À peine 10 pieds plus loin, il a dû freiner brusquement faisant crier ses pneus car un conducteur tournait et avait dangereusement ralenti là où l'autre accélérait tout aussi dangereuseusement. J'ai tout vu, je trottais dans l'allée suivante. Je suis d'ailleurs passé en riant à gorge déployée à ses côtés et comme il y avait une bonne dizaine de voitures derrière moi, il n'a pas pu changer d'allée tout de suite ni me rattraper. Je le voyais fulminer. Je l'ai perdu de vue.
Une fois chez moi, cette testostérone m'avait fait grand bien. J'ai donc choisi de me remettre en l'oreille les Dandy et de faire mon jogging. Mon parcours habituel. De la rue au parc et l'inverse. Ça allait être une belle journée.
Vers la fin du parcours, suintant et exténué je croise ce joggeur, lui aussi suintant et crevé. Oui, vous avez deviné, il s'agit de ce même burlesque individu aperçu au volant plus tôt. On se reconnait tellement qu'en se croisant en trajet inverse face-à-face, on joggera un petit bout tous les deux la tête par en arrière toisant l'autre en se demandant "est-ce vraiment bien lui? oui, c'est bien lui...". On continue toutefois nos routes respectives qui font un cercle et devraient nous faire nous croiser à nouveau dans 1 km ou deux 2. Ça coincidera avec la fin de ma course. Il est énorme. Vraiment. Une bedaine à faire peur. Deux bébés dedans, peut-être trois, c'est certain. Il n'y aura pas d'arbitres dans ce parc pour envoyer un idiot au cachot comme au hockey.

Je le vois au loin, il s'est arrêté. Il est replié sur lui même les mains sur les genoux comme si il tentait de reprendre son souffle. Mais cette position pourrait aussi être celle d'un joueur de football, dont il a la physionomie, qui s'apprête à foncer sur son adversaire. Je suis moi-même à bout de souffle. Se parlera-t-on? En aurons nous le souffle? Et pour nous dire quoi au juste?
Je cesse de courir moi-aussi et m'approche de lui.
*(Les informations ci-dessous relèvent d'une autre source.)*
PR #458, opened 2025-09-01
Add support for Kubernetes Audit

remyrd:
# Description

Add support for Kubernetes Audit - Create / Update / Read

Taken by @nerzhul 

## Checklist
(For exoscale contributors)

* [x] Acceptance tests OK

## Testing

```
❯ TF_ACC=1 go test ./... -run 'TestAccResourceSKSCluster$'            
?   	github.com/exoscale/terraform-provider-exoscale	[no test files]
ok  	github.com/exoscale/terraform-provider-exoscale/exoscale	291.774s
?   	github.com/exoscale/terraform-provider-exoscale/pkg/config	[no test files]
ok  	github.com/exoscale/terraform-provider-exoscale/pkg/filter	(cached) [no tests to run]
?   	github.com/exoscale/terraform-provider-exoscale/pkg/general	[no test files]
ok  	github.com/exoscale/terraform-provider-exoscale/pkg/list	(cached) [no tests to run]
?   	github.com/exoscale/terraform-provider-exoscale/pkg/provider	[no test files]
?   	github.com/exoscale/terraform-provider-exoscale/pkg/provider/config	[no test files]
ok  	github.com/exoscale/terraform-provider-exoscale/pkg/resources/anti_affinity_group	(cached) [no tests to run]
ok  	github.com/exoscale/terraform-provider-exoscale/pkg/resources/block_storage	(cached) [no tests to run]
ok  	github.com/exoscale/terraform-provider-exoscale/pkg/resources/database	(cached) [no tests to run]
ok  	github.com/exoscale/terraform-provider-exoscale/pkg/resources/iam	(cached) [no tests to run]
ok  	github.com/exoscale/terraform-provider-exoscale/pkg/resources/instance	(cached) [no tests to run]
ok  	github.com/exoscale/terraform-provider-exoscale/pkg/resources/instance_pool	(cached) [no tests to run]
ok  	github.com/exoscale/terraform-provider-exoscale/pkg/resources/nlb_service	(cached) [no tests to run]
ok  	github.com/exoscale/terraform-provider-exoscale/pkg/resources/sos_bucket_policy	(cached) [no tests to run]
?   	github.com/exoscale/terraform-provider-exoscale/pkg/resources/zones	[no test files]
?   	github.com/exoscale/terraform-provider-exoscale/pkg/sos	[no test files]
?   	github.com/exoscale/terraform-provider-exoscale/pkg/testutils	[no test files]
?   	github.com/exoscale/terraform-provider-exoscale/pkg/utils	[no test files]
?   	github.com/exoscale/terraform-provider-exoscale/pkg/validators	[no test files]
?   	github.com/exoscale/terraform-provider-exoscale/pkg/version	[no test files]
?   	github.com/exoscale/terraform-provider-exoscale/version	[no test files]

```


exoscale/resource_exoscale_sks_cluster.go
```diff
@@ -76,6 +81,37 @@ func resourceSKSCluster() *schema.Resource {
...
+			Optional: true,
+			Computed: true,
+			Description: "Parameters for Kubernetes Audit configuration (may only be enabled at creation time)",
+			Elem: &schema.Resource{
+				Schema: map[string]*schema.Schema {
+				    resSKSClusterAttrAuditEnabled: {
+						Type: schema.TypeBool,
+						Required: false,
+						Description: "Whether to run the APIServer with the configured Kubernetes Audit",
+					},
```
PhilippeChepy: Once sc-135074 is implemented, this boolean may be pointless (customers provides their config or not, if there is any, it's enabled, otherwise it's not).

remyrd: Unfortunately this clashes with the portal which can send null values (it didn't cross my mind when we discussed it). If it doesn't hurt i would keep it for now. We can add some ad-hoc logic to provide this behavior

remyrd: eg. no config = `"audit": {"enabled": false}`

remyrd: > Once sc-135074 is implemented, this boolean may be pointless (customers provides their config or not, if there is any, it's enabled, otherwise it's not).

i was thinking about this and that's not how the api works more generally. abscence of a field during update means we don't touch it. we don't pass the whole cluster to update as a payload, only what needs change.

Since we offer to enable/disable the feature, we need to make the difference between an update that doesn't touch kube-audit, and one that disables it. If we want to do this via tf, we can detect change and send `{"audit": {"enabled": false}}` when we detect the customer deleted the field. wdyt?

exoscale/resource_exoscale_sks_cluster.go
```diff
@@ -76,6 +81,37 @@ func resourceSKSCluster() *schema.Resource {
 			Computed:    true,
 			Description: "The CA certificate (in PEM format) for TLS communications between the control plane and the aggregation layer (e.g. `metrics-server`).",
 		},
+		"audit": {
+			Type:        schema.TypeList,
+			MaxItems:    1,
+			Optional:    true,
+			Computed:    true,
+			Description: "Parameters for Kubernetes Audit configuration (may only be enabled at creation time)",
```
remyrd, line 88:
```suggestion
			Description: "Parameters for Kubernetes Audit configuration",
```

remyrd (commented):
I'm not an expert here but so far looks good to me. The only detail worth mentioning is when updating the cluster, the abscence of an audit config in the payload :warning: **does not** :warning: disable it. The user has to explicitly set `enabled: false`

exoscale/resource_exoscale_sks_cluster.go
```diff
@@ -76,6 +81,37 @@ func resourceSKSCluster() *schema.Resource {
 			Computed:    true,
 			Description: "The CA certificate (in PEM format) for TLS communications between the control plane and the aggregation layer (e.g. `metrics-server`).",
 		},
+		"audit": {
+			Type:        schema.TypeList,
+			MaxItems:    1,
+			Optional:    true,
+			Computed:    true,
```
kobajagi: You did not implement it as computed because you are not reading the value from the server (`resourceSKSClusterRead`). You can remove this line.

exoscale/resource_exoscale_sks_cluster.go
```diff
@@ -76,6 +81,37 @@ func resourceSKSCluster() *schema.Resource {
...
+			Description: "Parameters for Kubernetes Audit configuration",
+			Elem: &schema.Resource{
+				Schema: map[string]*schema.Schema{
+					resSKSClusterAttrAuditEnabled: {
+						Type:        schema.TypeBool,
+						Required:    false,
```
kobajagi: `false` is default, you can remove the line.

kobajagi: Actually replace it with `Optional: true` because that is how it is implemented.

exoscale/resource_exoscale_sks_cluster.go
```diff
@@ -76,6 +81,37 @@ func resourceSKSCluster() *schema.Resource {
...
+						Description: "Whether to run the APIServer with the configured Kubernetes Audit",
+					},
+					resSKSClusterAttrAuditEndpoint: {
+						Type:        schema.TypeString,
+						Required:    true,
+						Description: "The Endpoint URL for the Webserver responsible of processing Audit events",
+					},
+					resSKSClusterAttrAuditInitBackoff: {
+						Type:        schema.TypeString,
+						Required:    false,
```
kobajagi: Same as https://github.com/exoscale/terraform-provider-exoscale/pull/458/files#r2381767084

exoscale/resource_exoscale_sks_cluster.go
```diff
@@ -76,6 +81,37 @@ func resourceSKSCluster() *schema.Resource {
...
+						Description: "The Initial Backoff to wait before sending data to the remote server (default '10s')",
+					},
+					resSKSClusterAttrAuditBearerToken: {
+						Type:        schema.TypeString,
+						Required:    false,
```
kobajagi: Same as https://github.com/exoscale/terraform-provider-exoscale/pull/458/files#r2381767084

kobajagi:
> I'm not an expert here but so far looks good to me. The only detail worth mentioning is when updating the cluster, the abscence of an audit config in the payload ⚠️ **does not** ⚠️ disable it. The user has to explicitly set `enabled: false`

That is expected behavior of an optional attribute in terraform. Adding a note never hurts.

nerzhul:
there is some acceptance tests to fix, some are out of this PR scope, anyway

kobajagi (approved):

PhilippeChepy (approved):

PR #461, opened 2025-10-06
Make instance.ssh_key(s) force resource replace

kobajagi:
# Description

As we only support setting SSH key(s) on instance create, this PR marks the corresponding attribute with `ForceNew` to force resource replacement.

## Checklist
(For exoscale contributors)

* [ ] Acceptance tests OK


pierre-emmanuelJ (approved):
🙏

sauterp (approved):

PR #470, opened 2025-11-17
CI: make check-documentation-clean.sh fail when `go generate` fails

sauterp:
# Description
Previously the CI step that checks that the documentation was up to date didn't fail when `go generate` failed. It only failed when there was a git diff afterwards. We fix that.

## Checklist
(For exoscale contributors)

* [ ] Acceptance tests OK

## Testing
```shell
bash-5.3$ ./scripts/check-documentation-clean.sh 
main.go:18: running "terraform": exec: "terraform": executable file not found in $PATH
documentation is up to date
bash-5.3$ echo $?
0
```
After adding `set -e`:
```shell
bash-5.3$ ./scripts/check-documentation-clean.sh 
main.go:18: running "terraform": exec: "terraform": executable file not found in $PATH
bash-5.3$ echo $?
1
```

### DIFF
--- a/.github/workflows/docs.yml
+++ b/.github/workflows/docs.yml
@@ -17,5 +17,6 @@ jobs:
       - uses: actions/checkout@v3
       - run: make go.mk
       - uses: ./go.mk/.github/actions/setup
+      - uses: hashicorp/setup-terraform@v3
       - name: Check documentation is up to date
         run: './scripts/check-documentation-clean.sh'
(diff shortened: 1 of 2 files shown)


kobajagi (approved):

aureliar8 (approved):
I always try to use `set -euo pipefail` in my bash scripts 
http://redsymbol.net/articles/unofficial-bash-strict-mode/

nerzhul (approved):

pierre-emmanuelJ (approved):

PR #475, opened 2025-12-01
docs(instance): fix docs of state attribute

gzm0:
# Description

It is optional and does not have a default.

## Checklist

* [ ] Acceptance tests OK

## Testing

None


kobajagi (approved):

kobajagi:
On a second thought, default state (`running`) is implied on API side: if `status` is not specified in plan then still instance will start.
So need to reword this, not remove. I'll create a new PR for that.
Thank you for bringing it to our attention.

PR #489, opened 2026-01-26
feat: add private attribute to instance_pool resource

mdnix:
# Description

We bootstrap our infrastructure via this provider and need private instance pools. The option was available in the web UI and [API](https://community.exoscale.com/reference/api/compute/instance-pool/#request-body) but not exposed in this provider.

I added the `private` attribute to `exoscale_instance_pool` resource to support creating instance pools without public IP addresses. This matches the existing behavior of `exoscale_compute_instance`.

```
resource "exoscale_instance_pool" "workers" {
  # ...
  private = true
}
```

## Checklist

* [ ] Acceptance tests OK

## Testing

Tested locally with OpenTofu using dev_overrides in ~/.tofurc - successfully created a private instance pool


mdnix:
any input here would be great

kobajagi:
Thanks for contribution. UX vise i am leaning toward adding a new attribute `public-ip` instead (done already in [cli](https://github.com/exoscale/cli/blob/master/CHANGELOG.md#breaking-changes-1)). As is `private` is in conflict with `ipv6_address` and should be marked as such.

Anyway this feature is on our roadmap, once we internally decide on the approach we may base on your PR so I'll keep it open for a bit longer. Thanks again.

mdnix:
> Thanks for contribution. UX vise i am leaning toward adding a new attribute `public-ip` instead (done already in [cli](https://github.com/exoscale/cli/blob/master/CHANGELOG.md#breaking-changes-1)). As is `private` is in conflict with `ipv6_address` and should be marked as such.
> 
> Anyway this feature is on our roadmap, once we internally decide on the approach we may base on your PR so I'll keep it open for a bit longer. Thanks again.

Thanks for the update. Glad this is on the roadmap. Happy to help out here

PR #492, opened 2026-02-02
instance_pool: Add support for private instance pools

francoismeulenberg:
# Description

**instance_pool:** Add support for private instance pools (no public IP addresses)

### Implementation
- Added `AttrPrivate` schema attribute with `ForceNew: true` (private pools cannot be converted to public or vice versa)
- Implemented mapping between `private`/`ipv6` attributes and the API's `PublicIPAssignment` field:
  - `private = true` → `PublicIPAssignment = "none"` (no public IP)
  - `ipv6 = true` → `PublicIPAssignment = "dual"` (IPv4 + IPv6)
  - Default → `PublicIPAssignment = "inet4"` (IPv4 only)
- Added mutual exclusivity constraint: `private` and `ipv6` cannot both be enabled (ConflictsWith validation)
- Updated create, read, and update functions to handle the new PublicIPAssignment logic
- Generated documentation reflecting the new attribute

Comments for This PR

**On `rCreate()` PublicIPAssignment logic:**
> Mapping between Terraform attributes and API v3 PublicIPAssignment field.
> This matches the pattern used in the exoscale_instance resource.

**On `AttrPrivate` schema:**
> ForceNew: true because API doesn't allow changing public IP assignment after pool creation.
> ConflictsWith ipv6 since they map to different PublicIPAssignment values.

**On `rUpdate()` IPv6 handling:**
> Only update PublicIPAssignment if not private, since private pools have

Il vomit abondamment sur le sol à ma vue.

Il lève la tête vers moi, choisit de foncer haletant et grognant, quelques grumaux sur le bord de la bouche, et essaie de me slugger d'un violent coup de poing. Je suis crevé mais ai encore d'excellents réflexes, je vois venir le coup et l'évite à 100%, le faisant fendre l'air. J'ai le temps de le traiter de "wanker", il me croira anglais d'Angleterre. Il choisit de refoncer vers moi, fend encore l'air, mais cette fois tombe au sol après son élan bredouille et chute durement la tête (chauve) contre le sol. En plein coeur de son dégueuli.
(...)

Silence radio. Même les oiseaux ne chantent plus. Il a l'oeil (torve) qui tourne. Il a perdu connaissance. Tout seul comme un grand. Avoir eu une cacahuète ou une banane, je les aurais placés près de sa tête pour son réveil.
Je repars calmement en joggant jusque chez moi. Je rigole de l'intérieur.
Expulsé de mon vortex malsain, vagabondant dans le lointain.
Mes bebittes ont vaincu les siennes.
Baby, It's all me.
Je change de parcours à partir de demain.